3. The data transmission apparatus according to claim 2, wherein the camera unit has a stereo camera having a left and right camera, which captures overlapped images for the same object using the left and right camera.

4. The data transmission apparatus according to claim 3, wherein the input image preprocessor performs an image preprocess on images captured from the stereo camera of the camera unit and outputs the preprocessed image data.

5. The data transmission apparatus according to claim 4, wherein the vision processor further includes a stereo matching unit for finding a stereo matching region where images outputted from the input image preprocessor are correspondence one another, calculating a disparity map for the stereo matched object, and outputting the disparity map.

6. The data transmission apparatus according to claim 4, wherein the image processing scheme of the image preprocess includes at least one of calibration, scale down filtering, rectification, and brightness control.

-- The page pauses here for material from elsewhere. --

PR #279, opened 2026-03-09
adaptation: close plugin if initial sync fails.

klihub:
Don't leave a plugin connected but effectively unregistered if initial plugin synchronization fails. Log the fact as an error instead of info and close the plugin.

7. A method of transmitting data in an intelligent service robot system comprising:

obtaining image data through left and right cameras of a stereo camera;

extracting information about target objects included in the image data by performing a stereo vision process on the image data obtained through the left and right cameras;

determining whether target objects to track are present in the stereo vision processed image data or not;

setting objects corresponding to the target objects as an active region if the target objects are present in the stereo vision processed image data;

matching a coordinate of a camera image with a result of stereo matching on the active region;

changing image values of regions in the stereo vision processed image except the active region to meaningless data; and

compressing entire image including the change image values and transmitting the compressed image to a robot server.

8. The method according to claim 7, wherein an image value of the meaningless data is one of block (0) and white (255).

9. The method according to claim 7, further comprising setting an image of objects without background among the image data as an active region if no object to track is present in the step of determining.

10. The method according to claim 7, wherein the stereo vision process includes an image preprocess, a stereo matching process, and an image postprocess.

11. The method according to claim 10, wherein the image processing scheme of the image preprocess includes at least one of calibration, scale down filtering, rectification, and brightness control.